··· Data records ···

PR #746, opened 2026-09-14
feat(lua): add bounded TOML subtree insertion

wolfy-j:
Bee needs to compose one admitted TOML subtree into a private provider configuration without exposing a broad Lua table codec or rewriting user/project files.

This adds a deterministic `toml.insert(document, path, source)` module. It accepts only a source containing the selected subtree, refuses existing targets, preserves TOML value types, and bounds input bytes, path size, decoded depth/entries, and output bytes. The boot component registers the module and its type manifest.

Validation:
- `go test -race -count=1 ./runtime/lua/modules/... ./boot/components/runtime/lua/...`
- `go vet ./runtime/lua/modules/toml ./boot/components/runtime/lua`
- `git diff --check`

The installed golangci-lint cannot decode the repository's Go 1.27 export data, so its result is unavailable from this workstation.


skhaz (approved):

wolfy-j:
Superseded by #762: a general `toml` encode/decode codec shaped like json/yaml; composition (the former `insert`) is the caller's decode → set → encode.

PR #747, opened 2026-09-14
feat(app): allow executable-selected default state

wolfy-j:
A standalone application currently falls back only to the OS user configuration directory, so an executable such as Bee cannot select one default state root per project before its launch callback runs.

This adds an optional `cmd/app.Options.DefaultStateDir` resolver. It runs only when `--state-dir` is absent; an explicit flag retains precedence, an empty or failed resolution refuses before launch, and the resolved directory remains fixed in `LaunchRequest`.

Validation:
- `go test -race ./cmd/app -count=10`
- `go vet ./cmd/app`

This PR is stacked on #766 (which replaced #726) and adds no Lua API, second lock, retry path, or Bee-specific policy.

## Restack
#726 was closed in favor of #766, so this branch now carries #766's branch merged in and targets it; it retargets to main once #766 lands. The resolver's failure and its empty selection are typed errors (`NewDefaultStateResolveError`, Internal with the resolver's cause; `ErrEmptyDefaultState`, Invalid) instead of `fmt.Errorf`, and the refusal test asserts the kinds and the preserved cause.


skhaz (approved):

skhaz (approved):

wolfy-j:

···

• Task to complete: Exact duplication of all the data above is expected.

• Your solution:
PR #746, opened 2026-09-14
feat(lua): add bounded TOML subtree insertion

wolfy-j:
Bee needs to compose one admitted TOML subtree into a private provider configuration without exposing a broad Lua table codec or rewriting user/project files.

This adds a deterministic `toml.insert(document, path, source)` module. It accepts only a source containing the selected subtree, refuses existing targets, preserves TOML value types, and bounds input bytes, path size, decoded depth/entries, and output bytes. The boot component registers the module and its type manifest.

Validation:
- `go test -race -count=1 ./runtime/lua/modules/... ./boot/components/runtime/lua/...`
- `go vet ./runtime/lua/modules/toml ./boot/components/runtime/lua`
- `git diff --check`

The installed golangci-lint cannot decode the repository's Go 1.27 export data, so its result is unavailable from this workstation.


skhaz (approved):

wolfy-j:
Superseded by #762: a general `toml` encode/decode codec shaped like json/yaml; composition (the former `insert`) is the caller's decode → set → encode.

PR #747, opened 2026-09-14
feat(app): allow executable-selected default state

wolfy-j:
A standalone application currently falls back only to the OS user configuration directory, so an executable such as Bee cannot select one default state root per project before its launch callback runs.

This adds an optional `cmd/app.Options.DefaultStateDir` resolver. It runs only when `--state-dir` is absent; an explicit flag retains precedence, an empty or failed resolution refuses before launch, and the resolved directory remains fixed in `LaunchRequest`.

Validation:
- `go test -race ./cmd/app -count=10`
- `go vet ./cmd/app`

This PR is stacked on #766 (which replaced #726) and adds no Lua API, second lock, retry path, or Bee-specific policy.

## Restack
#726 was closed in favor of #766, so this branch now carries #766's branch merged in and targets it; it retargets to main once #766 lands. The resolver's failure and its empty selection are typed errors (`NewDefaultStateResolveError`, Internal with the resolver's cause; `ErrEmptyDefaultState`, Invalid) instead of `fmt.Errorf`, and the refusal test asserts the kinds and the preserved cause.


skhaz (approved):

skhaz (approved):

wolfy-j:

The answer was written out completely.